_INSTRUCTIONS TO FOLLOW_. Go through the records below and return each line that has "typo" in it.

_SUPPLIED INFORMATION_.
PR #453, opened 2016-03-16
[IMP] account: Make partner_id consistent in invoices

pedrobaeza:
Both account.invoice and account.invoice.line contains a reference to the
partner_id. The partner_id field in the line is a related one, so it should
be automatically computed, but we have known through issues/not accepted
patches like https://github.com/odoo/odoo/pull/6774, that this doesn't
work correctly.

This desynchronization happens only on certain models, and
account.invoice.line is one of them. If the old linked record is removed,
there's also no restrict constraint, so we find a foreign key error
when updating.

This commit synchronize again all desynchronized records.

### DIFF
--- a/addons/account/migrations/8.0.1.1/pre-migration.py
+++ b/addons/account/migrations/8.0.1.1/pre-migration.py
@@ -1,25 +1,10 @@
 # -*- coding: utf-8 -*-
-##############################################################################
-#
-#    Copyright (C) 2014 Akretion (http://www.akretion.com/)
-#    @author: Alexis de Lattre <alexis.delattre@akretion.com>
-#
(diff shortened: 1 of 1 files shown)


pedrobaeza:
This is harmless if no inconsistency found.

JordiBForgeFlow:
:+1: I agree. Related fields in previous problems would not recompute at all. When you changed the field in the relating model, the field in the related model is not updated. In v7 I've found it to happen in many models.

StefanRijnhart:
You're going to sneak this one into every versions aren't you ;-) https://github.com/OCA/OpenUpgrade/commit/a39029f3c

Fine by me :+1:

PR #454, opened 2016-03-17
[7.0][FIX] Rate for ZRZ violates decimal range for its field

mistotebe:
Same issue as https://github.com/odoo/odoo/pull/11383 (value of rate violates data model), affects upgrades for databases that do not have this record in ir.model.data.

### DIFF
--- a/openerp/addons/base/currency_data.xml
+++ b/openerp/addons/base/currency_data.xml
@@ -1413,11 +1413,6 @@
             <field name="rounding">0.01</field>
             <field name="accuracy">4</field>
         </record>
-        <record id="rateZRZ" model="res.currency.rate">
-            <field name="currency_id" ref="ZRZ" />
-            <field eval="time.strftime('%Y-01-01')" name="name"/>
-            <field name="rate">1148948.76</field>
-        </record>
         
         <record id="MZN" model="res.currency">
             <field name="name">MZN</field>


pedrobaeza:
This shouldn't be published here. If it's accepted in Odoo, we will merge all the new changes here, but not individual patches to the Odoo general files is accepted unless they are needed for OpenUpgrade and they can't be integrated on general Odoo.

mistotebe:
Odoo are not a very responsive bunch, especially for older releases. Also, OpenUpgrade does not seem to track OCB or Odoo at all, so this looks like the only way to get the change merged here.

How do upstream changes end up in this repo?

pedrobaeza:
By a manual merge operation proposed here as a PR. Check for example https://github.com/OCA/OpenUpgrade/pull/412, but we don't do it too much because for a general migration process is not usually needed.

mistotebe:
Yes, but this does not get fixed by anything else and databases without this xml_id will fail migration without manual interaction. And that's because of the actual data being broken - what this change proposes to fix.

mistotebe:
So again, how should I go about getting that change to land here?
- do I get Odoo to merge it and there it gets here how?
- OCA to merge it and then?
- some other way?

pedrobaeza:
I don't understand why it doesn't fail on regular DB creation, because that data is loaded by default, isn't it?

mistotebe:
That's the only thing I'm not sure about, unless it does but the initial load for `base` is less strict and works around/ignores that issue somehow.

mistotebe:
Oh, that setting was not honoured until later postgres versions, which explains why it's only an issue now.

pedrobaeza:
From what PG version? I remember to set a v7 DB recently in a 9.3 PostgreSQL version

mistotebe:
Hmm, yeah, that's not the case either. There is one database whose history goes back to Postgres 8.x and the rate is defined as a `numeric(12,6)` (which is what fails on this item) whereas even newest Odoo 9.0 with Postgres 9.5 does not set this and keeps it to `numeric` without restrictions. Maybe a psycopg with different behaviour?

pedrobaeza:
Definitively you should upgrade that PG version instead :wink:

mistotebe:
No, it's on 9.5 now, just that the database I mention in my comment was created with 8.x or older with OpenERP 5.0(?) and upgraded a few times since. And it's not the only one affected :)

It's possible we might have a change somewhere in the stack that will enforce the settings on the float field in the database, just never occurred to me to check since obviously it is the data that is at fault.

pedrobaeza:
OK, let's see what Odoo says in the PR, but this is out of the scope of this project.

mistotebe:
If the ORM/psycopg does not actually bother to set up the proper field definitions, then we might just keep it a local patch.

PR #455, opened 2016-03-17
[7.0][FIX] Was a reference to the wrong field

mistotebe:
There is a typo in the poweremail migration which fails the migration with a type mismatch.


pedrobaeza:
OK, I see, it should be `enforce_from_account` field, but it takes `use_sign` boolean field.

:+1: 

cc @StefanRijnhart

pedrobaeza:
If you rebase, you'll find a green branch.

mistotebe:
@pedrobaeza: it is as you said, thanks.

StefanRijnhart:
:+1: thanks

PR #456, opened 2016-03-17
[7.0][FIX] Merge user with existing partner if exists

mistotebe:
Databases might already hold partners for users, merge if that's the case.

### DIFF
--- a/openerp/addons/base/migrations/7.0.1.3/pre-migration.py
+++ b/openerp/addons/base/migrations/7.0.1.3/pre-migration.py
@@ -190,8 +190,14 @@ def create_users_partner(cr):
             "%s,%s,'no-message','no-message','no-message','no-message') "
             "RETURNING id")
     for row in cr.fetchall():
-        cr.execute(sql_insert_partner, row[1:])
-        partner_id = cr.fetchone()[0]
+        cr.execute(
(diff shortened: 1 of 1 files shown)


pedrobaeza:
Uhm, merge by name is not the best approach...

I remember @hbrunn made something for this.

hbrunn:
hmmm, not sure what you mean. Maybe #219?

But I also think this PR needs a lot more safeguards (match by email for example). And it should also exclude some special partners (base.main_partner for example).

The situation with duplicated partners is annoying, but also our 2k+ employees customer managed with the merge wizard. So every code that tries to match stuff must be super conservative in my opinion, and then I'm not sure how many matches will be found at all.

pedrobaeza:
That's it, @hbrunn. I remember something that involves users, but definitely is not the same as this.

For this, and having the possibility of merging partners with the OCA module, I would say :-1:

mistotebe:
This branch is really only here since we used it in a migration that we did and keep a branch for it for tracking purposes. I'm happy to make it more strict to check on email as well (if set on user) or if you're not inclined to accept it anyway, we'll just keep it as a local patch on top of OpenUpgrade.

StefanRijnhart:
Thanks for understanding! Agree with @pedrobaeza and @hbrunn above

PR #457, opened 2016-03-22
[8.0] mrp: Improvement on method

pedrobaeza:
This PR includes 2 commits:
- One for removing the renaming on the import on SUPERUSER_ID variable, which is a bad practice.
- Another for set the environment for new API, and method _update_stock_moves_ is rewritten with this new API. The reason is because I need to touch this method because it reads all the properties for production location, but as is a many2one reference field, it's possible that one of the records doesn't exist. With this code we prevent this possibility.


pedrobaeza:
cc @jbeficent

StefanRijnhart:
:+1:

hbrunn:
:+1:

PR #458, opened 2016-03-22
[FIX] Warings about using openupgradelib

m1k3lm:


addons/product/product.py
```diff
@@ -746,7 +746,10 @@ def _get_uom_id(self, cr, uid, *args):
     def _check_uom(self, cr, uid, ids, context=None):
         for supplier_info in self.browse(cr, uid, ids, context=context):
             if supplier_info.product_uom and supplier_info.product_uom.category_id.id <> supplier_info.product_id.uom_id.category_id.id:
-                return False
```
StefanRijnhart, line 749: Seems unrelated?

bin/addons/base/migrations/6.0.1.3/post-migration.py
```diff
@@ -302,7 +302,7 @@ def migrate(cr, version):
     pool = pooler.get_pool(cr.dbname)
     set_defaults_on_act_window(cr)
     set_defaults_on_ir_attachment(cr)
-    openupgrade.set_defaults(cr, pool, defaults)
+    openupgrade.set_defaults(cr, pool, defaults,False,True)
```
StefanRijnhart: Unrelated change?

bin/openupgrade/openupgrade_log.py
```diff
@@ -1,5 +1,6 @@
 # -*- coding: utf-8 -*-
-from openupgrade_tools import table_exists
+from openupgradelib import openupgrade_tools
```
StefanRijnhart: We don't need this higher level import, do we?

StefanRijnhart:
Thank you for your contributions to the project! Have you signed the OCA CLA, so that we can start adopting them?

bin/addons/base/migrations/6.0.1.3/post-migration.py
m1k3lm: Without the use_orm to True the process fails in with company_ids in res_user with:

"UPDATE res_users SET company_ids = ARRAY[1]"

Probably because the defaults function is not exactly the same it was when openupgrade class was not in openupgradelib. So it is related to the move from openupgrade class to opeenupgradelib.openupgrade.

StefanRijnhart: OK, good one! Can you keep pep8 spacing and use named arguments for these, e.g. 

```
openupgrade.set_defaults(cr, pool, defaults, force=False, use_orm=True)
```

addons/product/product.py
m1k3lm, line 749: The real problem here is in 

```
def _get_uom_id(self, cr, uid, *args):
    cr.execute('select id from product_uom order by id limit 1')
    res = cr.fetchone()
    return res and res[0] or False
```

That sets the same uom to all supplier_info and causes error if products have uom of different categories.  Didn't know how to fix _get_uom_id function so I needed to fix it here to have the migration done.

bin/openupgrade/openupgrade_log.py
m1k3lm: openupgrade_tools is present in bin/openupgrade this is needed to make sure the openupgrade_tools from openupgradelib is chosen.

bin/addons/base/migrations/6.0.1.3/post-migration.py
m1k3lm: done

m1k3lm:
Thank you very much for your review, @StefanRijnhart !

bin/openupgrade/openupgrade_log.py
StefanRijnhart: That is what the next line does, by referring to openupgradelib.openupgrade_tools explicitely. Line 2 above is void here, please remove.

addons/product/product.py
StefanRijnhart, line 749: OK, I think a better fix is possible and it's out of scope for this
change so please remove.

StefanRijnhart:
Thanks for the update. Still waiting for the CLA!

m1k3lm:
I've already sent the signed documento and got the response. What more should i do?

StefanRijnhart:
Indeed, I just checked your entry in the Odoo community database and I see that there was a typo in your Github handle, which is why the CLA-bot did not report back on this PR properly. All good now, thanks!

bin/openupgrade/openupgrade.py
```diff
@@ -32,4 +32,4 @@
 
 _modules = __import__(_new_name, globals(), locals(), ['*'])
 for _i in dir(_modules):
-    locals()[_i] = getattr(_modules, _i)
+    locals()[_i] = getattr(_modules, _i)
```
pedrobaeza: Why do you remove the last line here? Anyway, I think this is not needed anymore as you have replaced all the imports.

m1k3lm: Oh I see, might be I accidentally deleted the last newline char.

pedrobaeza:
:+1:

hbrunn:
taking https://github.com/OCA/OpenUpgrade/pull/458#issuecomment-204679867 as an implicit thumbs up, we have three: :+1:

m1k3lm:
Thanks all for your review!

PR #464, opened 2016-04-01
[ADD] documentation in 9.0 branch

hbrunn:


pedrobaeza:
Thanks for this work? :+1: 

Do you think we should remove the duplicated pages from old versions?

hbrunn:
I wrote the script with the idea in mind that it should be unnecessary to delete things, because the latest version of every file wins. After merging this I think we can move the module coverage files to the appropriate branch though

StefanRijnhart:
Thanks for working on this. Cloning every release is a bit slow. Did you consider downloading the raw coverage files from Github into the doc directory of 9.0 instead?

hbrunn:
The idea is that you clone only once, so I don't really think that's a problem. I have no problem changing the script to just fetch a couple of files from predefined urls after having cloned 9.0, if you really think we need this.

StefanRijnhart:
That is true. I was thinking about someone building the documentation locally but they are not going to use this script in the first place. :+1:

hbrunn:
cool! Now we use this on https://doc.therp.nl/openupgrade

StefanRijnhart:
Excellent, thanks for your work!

_ANSWER SPACE_.
There is a typo in the poweremail migration which fails the migration with a type mismatch.
Indeed, I just checked your entry in the Odoo community database and I see that there was a typo in your Github handle, which is why the CLA-bot did not report back on this PR properly. All good now, thanks!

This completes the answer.